Promising Young Woman: A few thoughts

TW: This post discusses sexual assault and rape.

A heavy sadness has been growing in my heart for some days now. It arrived when I opened Laura Bates’ Men Who Hate Women and read about the vicious and violent threats she has received from men throughout her career, simply for voicing her opinions.

My heart grew heavier still as I watched Promising Young Woman at the cinema last night.

A book and a film both released in the past 12 months. Both cover the abuse of women. Both shining a blinding spotlight on what women know to be true – we are not safe.

The fact I need to put a trigger warning at the start of this post demonstrates just how unsafe we are – almost every woman I know has experienced some kind of abuse at the hands of man. And when many of us write about women standing up for themselves, we also include the words – if it’s safe for you to do so. We write this because for many women, it’s not safe to speak up.

I had to put Laura’s book down after reading the first 20 pages. I will pick it up again but I need to steel myself to proceed (and I haven’t even got to the really confronting parts yet).

However, I did watch the entirety of Promising Young Woman and I would describe it as brilliantly written, incredibly confronting and disturbingly accurate. It shows what women know to be true and also how men and some women dismiss, cover it up and justify it to themselves.

The film centres on Cassie, a young woman who dropped out of medical school to care for her best friend, Nina. Nina was raped while drunk during college and her rapist got away with it.

Cassie is on a mission to seek retribution.

Promising Young Woman could only have been written and directed by a woman. Its realness is unavoidable. I also feel it should be compulsory viewing for every girl, woman, boy and man over the age of 16.

The frequent refrain of “but I’m a nice guy” provided many teachable moments. Male characters knowingly took advantage of a woman who was drunk yet, when caught out, excused themselves with “but I’m a nice guy” and somehow reasoned away their culpability. Men and women dismissed rape as no big deal with comments about how the victim was drunk and asking for it.

Does any of this sound familiar to you?

It reminded me of when I was at my post-formal party. It was the end of high school and my whole year went to a school mates’ property to get drunk and celebrate. I was a fairly naïve 17-year-old but even so, for some reason, I asked a trusted male friend if he would look out for me. I knew he would be sober but I wouldn’t be. Later that night, I remember one of the guys from my year (a seemingly nice guy) with his hands all over my breasts and the rest of my body. If it wasn’t for intervention of my sober male friend, things could have got out of hand very quickly.

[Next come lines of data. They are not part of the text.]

PR #368, opened 2026-09-10
feat: configure Praxis auth and tenancy

derekhiggins:
Generate runtime configuration for Praxis instances with or without declarative config. Replace the base auth provider with upstream-header authentication, apply the ownership access policy, and enable multi-tenant mode while preserving unknown default config sections.

Honor network port overrides in the default-config path and align configgen with the controller behavior.


rhdedgar (approved):
+1 here, it covers the operator requirements from RHAIENG-6642.

PR #373, opened 2026-09-16
fix(webhook): remove Praxis defaulting webhook

eoinfennessy:
## Summary

- remove the mutating defaulting webhook that enabled Praxis mode for all new OGXServer CRs
- add warning to validating webhook clarifying support level when Praxis mode is enabled:
	> Praxis mode is enabled (spec.praxisMode.enabled: true). The Responses API served by Praxis is Tech Preview.


api/v1beta1/ogxserver_types.go
```diff
@@ -495,7 +495,7 @@ type MigrationJobSpec struct {
 // acts as gateway for this OGX server.
 type PraxisModeSpec struct {
 	// Enabled controls whether Praxis mode is enabled.
-	// Defaults to true.
+	// Defaults to true when PraxisMode is provided.
 	// +optional
 	// +kubebuilder:default:=true
```
VaishnaviHire, line 500: Shouldn't this be `false`? We want users to explicitly enable this.

eoinfennessy: Praxis mode is disabled by default. If `spec.praxisMode` is provided it is then enabled by default, with an option for users to explicitly disable it. This follows the semantics of other fields in the spec - i.e. disabled if not provided; enabled by default if provided

nathan-weinberg (commented):
## Verification done

- `go build ./...`, `make lint` — clean.
- `make build-installer` — no drift; `config/webhook/manifests.yaml`, both `release/*.yaml`, CRDs and deepcopy are all regenerated consistently.
- Grepped the whole tree: no dangling `MutatingWebhookConfiguration` / `mogxserver.kb.io` / `/mutate-` references. The kustomize overlay surgery (cert-manager patch + both replacements, openshift patch, `kustomizeconfig.yaml`) is complete.
- Confirmed via envtest that the CRD structural default is doing the job the webhook used to: `praxisMode: {}` → `enabled: true` on create; `praxisMode` omitted → stays `nil` (legacy). So the new documented semantics are accurate.
- `make test TEST_PKGS="./api/v1beta1 ./controllers"`: `api/v1beta1` passes. `controllers` has one failure, `TestReconcile` ("OCI label fetcher is not configured") — it fails identically on `feature/praxis`, so it's pre-existing and unrelated to this PR.

## Findings

### 1. `cmd/configgen` now disagrees with the cluster for the new idiomatic spelling — `cmd/configgen/main.go:112`

`isPraxisMode` requires `Enabled != nil`, but configgen loads the CR from a YAML file, so no CRD schema defaulting ever runs. Now that `praxisMode:` provided-without-`enabled` is the documented way to turn Praxis mode on, the offline tool and the operator disagree on the same CR. Reproduced:

```yaml
spec:
  distribution: {name: starter}
  praxisMode:
    praxisSelector: {namespace: openshift-ingress, podSelector: {matchLabels: {app: payload-processing}}}
```

```
$ go run ./cmd/configgen -base base.yaml cr.yaml
failed to generate config: CR has no declarative config fields ...; nothing to generate
```

Adding `enabled: true` produces the full Praxis config. In-cluster, the first CR *is* Praxis mode. Fix is to mirror the CRD default:

```go
return server.Spec.PraxisMode != nil &&
    (server.Spec.PraxisMode.Enabled == nil || *server.Spec.PraxisMode.Enabled)
```

The comment above it is also stale — "this does not apply webhook defaults" should now read "CRD schema defaults". The same stale-semantics note applies to `controllers/network_resources.go:44`: the bullet "`spec.praxisMode.enabled` unset → legacy behavior" is now unreachable for anything coming from the API server, and contradicts the CRD default. Harmless in the controller (objects are always defaulted), but worth aligning the two helpers so they can't drift.

### 2. Nothing guards the CRD default that replaced the webhook

`TestOGXServerDefaulter_Default` and `TestMutatingWebhookOnlyFiresOnCreate` are gone, and no test took over. The entire "greenfield gets Praxis mode when `praxisMode` is provided" behavior now rests on a single `+kubebuilder:default:=true` marker, and dropping that marker would silently flip behavior with a green suite. `ogxserver_cel_test.go` already runs against envtest — two cases there (`praxisMode: {}` → `enabled == true`, `praxisMode` omitted → `PraxisMode == nil`) would restore the guard cheaply.

### 3. Stale comments the cleanup missed

- `tests/e2e/network_policy_test.go:48` — "the deployed webhook would default this on create, but be explicit so the suite is deterministic regardless of webhook availability". No longer true; the CR must set it explicitly.
- `controllers/ogxserver_controller_test.go:351` — `WithPraxisMode(true), // greenfield posture; webhook does not run in envtest`. The sibling comment in `testing_support_test.go` was updated; this one wasn't.

### 4. Nit — vacuous first case in `TestValidate_ExternalAccessWarning`

`"no network spec: no external access warning"` leaves `praxisMode` nil, so `collectValidationWarnings` returns early and the case can't distinguish "no network spec" from "not in Praxis mode". The analogous case in `TestValidate_PolicyDisabledWarning` correctly sets `praxisMode` enabled — worth matching.

### 5. Nit — README prose drops the omitted case

The bullet list under "Praxis-fronted mode" now only documents `true` and `false`; the "omit `praxisMode` for legacy" statement survives only in the field table below. A third bullet would keep the list self-contained.

## On the behavior change itself

This reverses #355's secure-by-default posture — new installs are legacy (co-located pods reachable, `externalAccess` honored) unless they opt in. That's clearly the PR's stated intent and the docs were updated honestly everywhere, so flagging it only so it's a conscious call: anything downstream that relied on greenfield CRs coming up internal-only now has to set `spec.praxisMode` explicitly.

Nothing here blocks the removal itself, which is clean. Item 1 is the one I'd fix before merge.

eoinfennessy:
@nathan-weinberg, Thanks for the review. I addressed points 1 to 4 in commits [b7ae65c](https://github.com/ogx-ai/ogx-k8s-operator/pull/373/commits/b7ae65cf2862322c61530c4a2466f195ad501d66) through [9ff4462](https://github.com/ogx-ai/ogx-k8s-operator/pull/373/commits/9ff4462548e9568afd2fefa0fb25b3a64feb16eb) respectively

nathan-weinberg (approved):

VaishnaviHire (approved):

Issue #446, opened 2024-11-01
Difficulties integrating into project


ericwooley:
Hello!

I love the project and the goal.

However, as it stands, it's pretty hard to integrate into a project with multiple branches and developers. 

Presumably, each developer, working on different branches would have different migration files. Something like this

```
migrations
├── create_book.json             # dev 1 on branch book which was branched off main
├── create_checkouts.json.   # dev 2 on branch checkouts which was branched off of book
└── create_library.json          # dev 3 on branch library which was branched off main
```

When they all get merged it's hard to know whats been merged, and in what order to run them. 

i've resorted to scripting the creation of migrations so that they have time stamps, so they run in order of the time the developer created them, which seems to work ok, but then the migration script on pull down needs to figure out which migrations to run, and which ones not to run for this environment, and there doesn't seem to be a way to check that using the CLI. Currently I'm having to resort to querying the migrations table myself to see what needs to be run.

Another option i considered was storing individual operations in a folder, based on release, but this also gets hard to manage as different releases might happen with different features etc.... Which would require moving files around as part of the release process. 

Guidance on this would be helpful, or possibly allowing a status query on individual migrations files, so that I can check if each migration has already been run, and skip it if so.

I'm using this for a typical SASS deployment process for now, so most of the time I will just be running `pgroll start <file> --complete`.  But I like the idea of using this for gnarlier future migrations as well, when necessary.

exekias:
Thank you for opening this one @ericwooley!

We recently discussed this, and this is a possible approach we could take:

* Migration files must be in a well-known (configurable) folder, ie `pgroll`
* Migration files should be sorted by name, ie by leveraging timestamps (as you do), or numbering (`001_`, etc)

Interestingly, back then, it didn’t register as an invasion of my physical space or assault. I don’t think I mentioned it to anyone and I certainly didn’t confront the perpetrator when I was sober at school the next day. Instead, I felt like it was just one of those things that could happen and you lived with it – having a guy put his hands all over you, intimately, when you were drunk was something that could happen and you lived with it. There was also an underlying theme that, somehow, you should feel good if a guy noticed you in that way – like you should be grateful for their attention.

No one had ever talked to me about how vulnerable women can be in those situations, what could happen and what my rights were to protect my own body. Clearly I knew enough to ask a friend to look out of me but that wasn’t from any direct conversation. I guess it was a more innate understanding of what kind of world I lived in as a young woman. It was just what we lived with.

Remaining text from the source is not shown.